To be honest, I have a couple more VMs experiencing issues. One of the issues we did find was CPU was often in a high Ready percent. One of traps we fall get caught in is there is ample CPU % free on the host. Around 40% free. But that does not mean VMs are not waiting for CPU. Clearly mine were with 10 or 15% Ready.
I manually control memory and CPU for each of my resource pool. basically, each resource pool get a percentage of usable CPU and memory. I deduct 20% of each CPU and Memory from the total of all hosts in the cluster then calculate what that means in KB and Mhz and allocate these per resource pool. This way, I can ensure the machine never exceeds 80% resource utilization. I had to create a spreadsheet to calculate these values for me. It is tedious and when I add a host to the cluster or worse, a new resource pool, there is a lot of updating to the spreadsheet then updating resource pool settings.

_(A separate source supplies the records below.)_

PR #900, opened 2024-02-08
FDM sync cursors

kornelione:
Data source extension to support sync endpoint.

- Extends the existing corePropertyRelation with a new implementation which uses sync endpoint instead of filter
- At data source level we use the corePropertySyncRelation if we get a cursor as one of the paramters along with instance and view reference
- We pass down the cursor with the option, so jetfire can set it from a previous run
- We pass out the cursor as a named "metadata.cursor", so jetfire can store it in db
- The sync relation will also pass out other node and edge attributes, and prefix those with node. and edge. (lastupdated, created, deleted and version) to not conflict with other attributes.
- It will pass down filters on space, externalId, type, startNode and endNode attributes, not other filters. It will additionally  pass down filter on HasData for the view.


src/main/scala/cognite/spark/v1/FlexibleDataModelCorePropertySyncRelation.scala
```diff
@@ -0,0 +1,91 @@
...
+
+  private def syncOut(syncRequest: InstanceSyncRequest)(
+      implicit F: Async[IO]): Stream[IO, InstanceDefinition] =
+    Stream.eval {
+      syncWithCursor(syncRequest).map { sr =>
+        val items = sr.items
+        val nextCursor = sr.nextCursor
+
+        val next = (nextCursor, items.nonEmpty) match {
+          case (Some(cursor), true) => syncOut(syncRequest.copy(cursors = Some(Map("sync" -> cursor))))
```
dmivankov, line 78: is there a plan already on how would saving the cursor from last iteration would look like?

src/main/scala/cognite/spark/v1/FlexibleDataModelCorePropertySyncRelation.scala
```diff
@@ -0,0 +1,91 @@
...
+        cursors = None,
+        select = Map("sync" -> SelectExpression(sources = sourceReference)))
+    }
+    syncRequests.distinct.map { sr =>
+      syncOut(sr).map(toProjectedInstance(_, selectedInstanceProps))
+    }
+  }
+
+  private def syncOut(syncRequest: InstanceSyncRequest)(
+      implicit F: Async[IO]): Stream[IO, InstanceDefinition] =
```
dmivankov, line 71: just a thought, maybe scala sdk could be extended to produce stream and last cursor as it might be a useful utility, also iirc there's already some paging->stream support there

src/main/scala/cognite/spark/v1/FlexibleDataModelCorePropertySyncRelation.scala
```diff
@@ -0,0 +1,91 @@
...
+          r =>
+            SourceSelector(
+              source = r,
+              properties = selectedInstanceProps.toIndexedSeq.filter(p =>
+                p != "startNode" && p != "endNode" && p != "space" && p != "externalId" && p != "type")))
+        .toSeq
+
+      InstanceSyncRequest(
+        `with` = Map("sync" -> tableExpression),
+        cursors = None,
```
thorkildcognite, line 62: Due to how jetfire and our sparksql bindings are looking like now, we will pass the sync cursor down with the set up of the datasource (as an option()). We will also limit ourselves to one cursor at a time, as there is no way I have found that you can specify multiple with clauses from Spark SQL. 

We need to pick up this cursor and propagate it here, I guess?

dmivankov: Additional question is how to pass it out. And to double-check that cursor can be used multiple times in case job has to restart

thorkildcognite: Passing it out will be independent of the spark data source (like done for cursors today), directly to the incremental version storage. 

Yes, the same cursors can be used multiple times.

src/main/scala/cognite/spark/v1/FlexibleDataModelCorePropertySyncRelation.scala
```diff
@@ -0,0 +1,129 @@
...
+    val selectedInstanceProps = if (selectedColumns.isEmpty) {
+      schema.fieldNames
+    } else {
+      selectedColumns
+    }
+
+    val instanceType = intendedUsage match {
+      case Usage.Edge => InstanceType.Edge
+      case Usage.Node => InstanceType.Node
+      case Usage.All => throw new CdfSparkIllegalArgumentException("Cannot sync both nodes and edges")
```
thorkildcognite, line 70: +  " at the same time."

thorkildcognite (approved):
Please consider my comments - LGTM.

src/main/scala/cognite/spark/v1/DefaultSource.scala
```diff
@@ -530,6 +535,38 @@ object DefaultSource {
...
+          )(ViewReference.apply)
+        FlexibleDataModelRelationFactory.corePropertySyncRelation(
+          usageAndCursor._2,
+          config = config,
+          sqlContext = sqlContext,
+          viewCorePropConfig = ViewSyncCorePropertyConfig(
+            intendedUsage = usage,
+            viewReference = viewReference,
+            cursor = usageAndCursor._2,
+            instanceSpace = parameters.get("instanceSpace"))
```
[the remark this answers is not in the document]
kornelione: The relations for CDF need to support writes, so this relation will inherit the behviour for write from the fdm core relation.

src/main/scala/cognite/spark/v1/FlexibleDataModelBaseRelation.scala
```diff
@@ -274,6 +219,11 @@ abstract class FlexibleDataModelBaseRelation(config: RelationConfig, sqlContext:
             case s if s.equalsIgnoreCase("space") => n.space
             case s if s.equalsIgnoreCase("spaceExternalId") => n.space
             case s if s.equalsIgnoreCase("externalId") => n.externalId
+            case s if s.equalsIgnoreCase("metadata.cursor") => cursor.getOrElse("")
```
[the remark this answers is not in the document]
kornelione: Since "." is disallowed in all property ids (and spaces and views), the thinking is that metadata. as prefix is safe. Could of course use node or edge.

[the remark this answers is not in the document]
thorkildcognite: oh, that is a good point!

src/main/scala/cognite/spark/v1/FlexibleDataModelBaseRelation.scala
```diff
@@ -288,6 +238,11 @@ abstract class FlexibleDataModelBaseRelation(config: RelationConfig, sqlContext:
             case s if s.equalsIgnoreCase("startNode") => Array(e.startNode.space, e.startNode.externalId)
             case s if s.equalsIgnoreCase("endNode") => Array(e.endNode.space, e.endNode.externalId)
             case s if s.equalsIgnoreCase("type") => Array(e.`type`.space, e.`type`.externalId)
+            case s if s.equalsIgnoreCase("metadata.cursor") => cursor.getOrElse("")
```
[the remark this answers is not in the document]
kornelione: done

src/main/scala/cognite/spark/v1/FlexibleDataModelBaseRelation.scala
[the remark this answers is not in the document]
thorkildcognite: Out of the ones listed, the following are reserved:
lastUpdatedTime
deletedTime
createdTime

The ones that are not:
- version
- cursor

Since the first ones are reserved, should we not prefix those?

src/test/scala/cognite/spark/v1/AssetsRelationTest.scala
```diff
@@ -953,28 +953,36 @@ class AssetsRelationTest extends FlatSpec with Matchers with ParallelTestExecuti
         .save()
 
       val id = writeClient.assets.retrieveByExternalId(externalId).unsafeRunSync().id
+      println(externalId)
+      println(source)
+      println(id)
```
dmivankov, line 958: I have a suspicion that https://github.com/cognitedata/cdp-spark-datasource/blob/master/src/test/scala/cognite/spark/v1/AssetsRelationTest.scala#L29 load around there may interfere with tests retries where load happens once and retries won't help refresh that view. Don't have the full picture, but removing that from per-class to per-test (and with randomized name?) might be worth a shot

kornelione: reverted that change now, wonder if theses tests that copy publicdata would suffer if publicdata changes asset hierarchies..

kornelione: seems the tests worked better when disabling parallell execution of AssetRelationTest .. maybe in conflict with itself..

So, I checked my resource pool usage for this problem VM and while it is close to the max, it is around 5% free CPU resources. So, I have this VM that is basically idle but using 90% CPU in the OS. VMware performance stats show it rather idle. Remote Desktop control is painfully slow just to open control panel. It is acting poorly as a DC. Plenty of free resources on the host.
I see the VM is an exceedingly and pretty constant high CPU Ready %. What could cause this I thought. Then, I realize the only thing that would create this condition is if the resource pool limits was constraining the VMs in the pool despite looking OK.
So, I add 20,000 MHz to the resource pool and the CPU usage for the pool in the summary display makes this weird jump and I can see now that the resource pool was actually under duress and the VMs were being heavily constrained. Within a few minutes the VM returns to normal. The CPU % in Windows drops to a normal few percent and RDP is working normally and the CPU Ready % for the VM is under 1% again.